Der Stirlingmotor ist eine Kolbenmaschine, die ein Gas als Arbeitsmedium in einem geschlossenen Raum erwärmt (thermische Energie), den entstehenden Druck (potentielle Energie) auf einen Arbeitskolben überträgt und in mechanische Arbeit umsetzt. Das Gas wird dadurch abgekühlt.

Abgrenzung von anderen Motorarten

Beim Stirlingmotor bleibt das Gas innerhalb des Motors und wird nicht ausgetauscht. Das bedeutet, dass er, abgesehen von einer ggf. durch Verbrennung betriebenen externen Wärmequelle, abgasfrei arbeitet.

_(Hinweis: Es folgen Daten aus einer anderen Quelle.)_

PR #654, opened 2019-07-18
Support Ingest SST Files

darionyaphet:
In this PR, you can ingest the SST files after download from `HDFS`.

`INGEST` command can be used in console.


src/meta/MetaHttpIngestHandler.cpp
```diff
@@ -0,0 +1,146 @@
...
+bool MetaHttpIngestHandler::ingestSSTFiles(GraphSpaceID space, const std::string& path) {
+    std::unique_ptr<kvstore::KVIterator> iter;
+    auto prefix = MetaServiceUtils::partPrefix(space);
+    auto ret = kvstore_->prefix(0, 0, prefix, &iter);
+    if (ret != kvstore::ResultCode::SUCCEEDED) {
+        LOG(ERROR) << "Fetch Parts Failed";
+        return false;
+    }
+
+    std::vector<std::string> storageIPs;
```
wadeliuyi: why not use set?

src/kvstore/NebulaStore.cpp
```diff
@@ -387,23 +387,19 @@ void NebulaStore::asyncRemovePrefix(GraphSpaceID spaceId,
...
+                               const std::string& extra) {
     decltype(spaces_)::iterator it;
     folly::RWSpinLock::ReadHolder rh(&lock_);
     RETURN_IF_SPACE_NOT_FOUND(spaceId, it);
     for (auto& engine : it->second->engines_) {
-        auto parts = engine->allParts();
         std::vector<std::string> extras;
+        auto parts = nebula::fs::FileUtils::listAllDirsInDir(extra.c_str());
         for (auto part : parts) {
+            auto path = folly::stringPrintf("%s/%s", extra.c_str(), part.c_str());
```
wadeliuyi: maybe we should separate the different part to different engine, like nebula store init?

src/graph/IngestExecutor.cpp
```diff
@@ -0,0 +1,79 @@
...
+
+void IngestExecutor::execute() {
+    auto *mc = ectx()->getMetaClient();
+    auto  addresses = mc->getAddresses();
+    auto  metaHost = network::NetworkUtils::intToIPv4(addresses[0].first);
+    auto  spaceId = ectx()->rctx()->session()->space();
+    auto *path  = sentence_->path();
+
+    auto func = [metaHost, path, spaceId]() {
+        auto tmp = "/usr/bin/curl -G \"http://%s:%d/%s?path=%s&space=%d\"";
```
wadeliuyi: here use auto is not good.

src/meta/MetaHttpIngestHandler.cpp
darionyaphet: Search operations have logarithmic complexity. It's better

src/meta/MetaHttpIngestHandler.cpp
```diff
@@ -0,0 +1,146 @@
...
+#include "meta/MetaServiceUtils.h"
+#include "meta/MetaHttpIngestHandler.h"
+#include "webservice/Common.h"
+#include "network/NetworkUtils.h"
+#include "process/ProcessUtils.h"
+#include <proxygen/httpserver/RequestHandler.h>
+#include <proxygen/lib/http/ProxygenErrorEnum.h>
+#include <proxygen/httpserver/ResponseBuilder.h>
+
+DEFINE_int32(storage_ingest_http_port, 12000, "Storage daemon's http port");
```
dangleptr: ditto

src/kvstore/NebulaStore.cpp
darionyaphet: Good Catch ! I missed

src/meta/MetaHttpIngestHandler.cpp
```diff
@@ -0,0 +1,146 @@
...
+            auto storageIP = network::NetworkUtils::intToIPv4(host.get_ip());
+            if (std::find(storageIPs.begin(), storageIPs.end(), storageIP) == storageIPs.end()) {
+                storageIPs.push_back(std::move(storageIP));
+            }
+        }
+        iter->next();
+    }
+
+    std::atomic<int> completed(0);
+    std::vector<std::thread> threads;
```
wadeliuyi: I think it is more friendly that use GenericThreadPool to replace threads, if the cluster has more than 1000’s server, this will waste too many cpu resource, and more dangle is that meta server is center of our cluster.

src/storage/StorageHttpIngestHandler.cpp
```diff
@@ -0,0 +1,103 @@
...
+                .sendWithEOM();
+            return;
+        default:
+            break;
+    }
+
+    if (ingestSSTFiles(space_, path_)) {
+        LOG(ERROR) << "SSTFile ingest successfully " << path_;
+        ResponseBuilder(downstream_)
+            .status(200, "SSTFile ingest successfully")
```
wadeliuyi: why not define all of the magic string and code in a common file? because a lot of place use the magic string

darionyaphet: Good Idea. I will move the status code into `webservice/Common.h`  thanks  👍

src/storage/test/CompactionTest.cpp
```diff
@@ -16,7 +16,7 @@ namespace nebula {
 namespace storage {
 
 void mockData(kvstore::KVStore* kv) {
-    for (auto partId = 0; partId < 3; partId++) {
+    for (auto partId = 1; partId <= 3; partId++) {
```
wadeliuyi: convert auto to int

src/meta/MetaHttpIngestHandler.cpp
```diff
@@ -0,0 +1,168 @@
...
+            auto command = folly::stringPrintf("/usr/bin/curl -G \"%s\"", url.c_str());
+            LOG(INFO) << "Command: " << command;
+            auto ingestResult = ProcessUtils::runCommand(command.c_str());
+            return ingestResult.ok() && ingestResult.value() == "SSTFile ingest successfully";
+        };
+        auto future = pool.addTask(dispatcher);
+        futures.push_back(std::move(future));
+    }
+
+    std::atomic<bool> successfully{true};
```
wadeliuyi: here no need atomic, the wait() will synchronize the pool and current thread to access successfully

src/meta/MetaHttpIngestHandler.cpp
```diff
@@ -0,0 +1,168 @@
...
+            auto storageIP = network::NetworkUtils::intToIPv4(host.get_ip());
+            if (std::find(storageIPs.begin(), storageIPs.end(), storageIP) == storageIPs.end()) {
+                storageIPs.insert(std::move(storageIP));
+            }
+        }
+        iter->next();
+    }
+
+    std::vector<folly::SemiFuture<bool>> futures;
+    static nebula::thread::GenericThreadPool pool;
```
wadeliuyi: if we want to stop the meta service, how can we stop the pool?

darionyaphet: when running `GenericThreadPool`'s destructor , `stop()` will be called.

src/meta/MetaHttpDownloadHandler.cpp
```diff
@@ -165,34 +174,50 @@ bool MetaHttpDownloadHandler::dispatchSSTFiles(const std::string& hdfsHost,
         return false;
     }
 
-    std::atomic<int> completed(0);
-    std::vector<std::thread> threads;
+    std::vector<folly::SemiFuture<bool>> futures;
+    static nebula::thread::GenericThreadPool pool;
+    std::call_once(downloadPoolStartFlag, []() {
```
critical27: Maybe you can define downloadPoolStartFlag with `static`, no need to define as global, just a suggestion.

src/kvstore/NebulaStore.cpp
```diff
@@ -387,27 +387,31 @@ void NebulaStore::asyncRemovePrefix(GraphSpaceID spaceId,
...
     RETURN_IF_SPACE_NOT_FOUND(spaceId, it);
     for (auto& engine : it->second->engines_) {
         auto parts = engine->allParts();
         std::vector<std::string> extras;
         for (auto part : parts) {
+            LOG(INFO) << "Loading Part " << part;
+            auto path = folly::stringPrintf("%s/%d", extra.c_str(), part);
+            auto files = nebula::fs::FileUtils::listAllFilesInDir(path.c_str(), true, "*.sst");
+
+            if (files.size() == 0) {
```
critical27: Do we always have sst files in a partition? Maybe some partitions have, some don't, WDYT.

darionyaphet: Good catch  I should check path before list files.

src/meta/MetaHttpDownloadHandler.cpp
darionyaphet: 👍  fixed

src/graph/IngestExecutor.cpp
```diff
@@ -0,0 +1,78 @@
...
+}
+
+void IngestExecutor::execute() {
+    auto *mc = ectx()->getMetaClient();
+    auto  addresses = mc->getAddresses();
+    auto  metaHost = network::NetworkUtils::intToIPv4(addresses[0].first);
+    auto  spaceId = ectx()->rctx()->session()->space();
+
+    auto func = [metaHost, spaceId]() {
+        std::string tmp = "http://%s:%d/%s?space=%d";
```
wadeliuyi: static const char * is better?

src/meta/MetaHttpDownloadHandler.cpp
```diff
@@ -164,34 +172,43 @@ bool MetaHttpDownloadHandler::dispatchSSTFiles(const std::string& hdfsHost,
...
+        auto future = pool_->addTask(dispatcher);
+        futures.push_back(std::move(future));
     }
 
-    for (auto &thread : threads) {
-        thread.join();
-    }
-    return completed == (int32_t)hostPartition.size();
+    bool successfully{true};
+    folly::collectAll(futures).then([&](const std::vector<folly::Try<bool>>& tries) {
```
wadeliuyi: std::move(futures)

src/meta/MetaHttpIngestHandler.cpp
```diff
@@ -0,0 +1,161 @@
...
+                                           FLAGS_ws_storage_http_port, space);
+            auto ingestResult = nebula::http::HttpClient::get(url);
+            return ingestResult.ok() && ingestResult.value() == "SSTFile ingest successfully";
+        };
+        auto future = pool_->addTask(dispatcher);
+        futures.push_back(std::move(future));
+    }
+
+    bool successfully{true};
+    folly::collectAll(futures).then([&](const std::vector<folly::Try<bool>>& tries) {
```
wadeliuyi: ditto

src/meta/MetaHttpIngestHandler.cpp
```diff
@@ -0,0 +1,161 @@
...
+
+void MetaHttpIngestHandler::onError(ProxygenError error) noexcept {
+    LOG(ERROR) << "Web Service MetaHttpIngestHandler got error : "
+               << proxygen::getErrorString(error);
+}
+
+bool MetaHttpIngestHandler::ingestSSTFiles(GraphSpaceID space) {
+    std::unique_ptr<kvstore::KVIterator> iter;
+    auto prefix = MetaServiceUtils::partPrefix(space);
+    auto ret = kvstore_->prefix(0, 0, prefix, &iter);
```
wadeliuyi: do not use 0

src/storage/StorageHttpDownloadHandler.cpp
```diff
@@ -126,45 +135,44 @@ void StorageHttpDownloadHandler::onError(ProxygenError error) noexcept {
...
-    });
 
     for (auto& part : parts) {
-        auto downloader = [hdfsHost, hdfsPort, hdfsPath, localPath, part, this]() {
-            int32_t partInt;
+        auto downloader = [hdfsHost, hdfsPort, hdfsPath, part, this]() {
+            PartitionID partId;
             try {
-                partInt = folly::to<int32_t>(part);
+                partId = folly::to<PartitionID>(part);
```
wadeliuyi: move out of this lambda

src/meta/MetaHttpIngestHandler.cpp
```diff
@@ -0,0 +1,161 @@
...
+    if (ret != kvstore::ResultCode::SUCCEEDED) {
+        LOG(ERROR) << "Fetch Parts Failed";
+        return false;
+    }
+
+    std::set<std::string> storageIPs;
+    while (iter->valid()) {
+        for (auto host : MetaServiceUtils::parsePartVal(iter->val())) {
```
wadeliuyi: auto &host

src/graph/IngestExecutor.cpp
darionyaphet: use `char *` could avoid to call `c_str()`

src/kvstore/NebulaStore.cpp
```diff
@@ -542,6 +550,25 @@ ErrorOr<ResultCode, std::shared_ptr<SpacePartInfo>> NebulaStore::space(GraphSpac
     return it->second;
 }
 
+ErrorOr<ResultCode, std::string> NebulaStore::getDataPath(GraphSpaceID spaceId,
+                                                          PartitionID partId) {
+    folly::RWSpinLock::ReadHolder rh(&lock_);
```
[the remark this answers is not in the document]
darionyaphet: It's seems ok and which I refer to is engine()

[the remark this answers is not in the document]
darionyaphet: And seems I don't need `std::shard_ptr<Part>` just to check if space & part is existed :)

src/storage/test/StorageHttpDownloadHandlerTest.cpp
```diff
@@ -26,46 +26,70 @@ class StorageHttpDownloadHandlerTestEnv : public ::testing::Environment {
...
+        pool_ = std::make_unique<nebula::thread::GenericThreadPool>();
+        pool_->start(1);
+        auto poolPtr = pool_.get();
+
         VLOG(1) << "Starting web service...";
-        WebService::registerHandler("/download", [] {
+        WebService::registerHandler("/download", [poolPtr, this] {
             auto handler =  new storage::StorageHttpDownloadHandler();
-            handler->init(helper.get());
+            handler->init(helper.get(), poolPtr, kv_.get());
```
dangleptr: Why download depends on kvstore?

src/graph/IngestExecutor.cpp
```diff
@@ -0,0 +1,80 @@
...
+
+void IngestExecutor::execute() {
+    auto *mc = ectx()->getMetaClient();
+    auto  addresses = mc->getAddresses();
+    auto  metaHost = network::NetworkUtils::intToIPv4(addresses[0].first);
+    auto  spaceId = ectx()->rctx()->session()->space();
+    auto *path  = sentence_->path();
+
+    auto func = [metaHost, path, spaceId]() {
+        std::string tmp = "/usr/bin/curl -G \"http://%s:%d/%s?path=%s&space=%d\"";
```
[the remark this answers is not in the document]
darionyaphet: Actually, I have update this issue. Maybe you should reflush before review ? 

thanks for you help :)

src/storage/test/StorageHttpDownloadHandlerTest.cpp
darionyaphet: I will get download path from kv store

Darin unterscheidet sich dieser Motor z. B. von Dampfmaschinen und Verbrennungsmotoren, denn bei Dampfmaschinen wird das Gas (Wasserdampf) außerhalb des Zylinders erhitzt, in den Zylinder geleitet und nach der (ggf. mehrstufigen) Entspannung abgelassen. Bei Verbrennungsmotoren, wie z. B. dem Ottomotor oder dem Dieselmotor wird das Gas (Kraftstoff-Luft-Gemisch) innerhalb des Zylinders durch Verbrennung erhitzt und nach der Entspannung ausgetauscht.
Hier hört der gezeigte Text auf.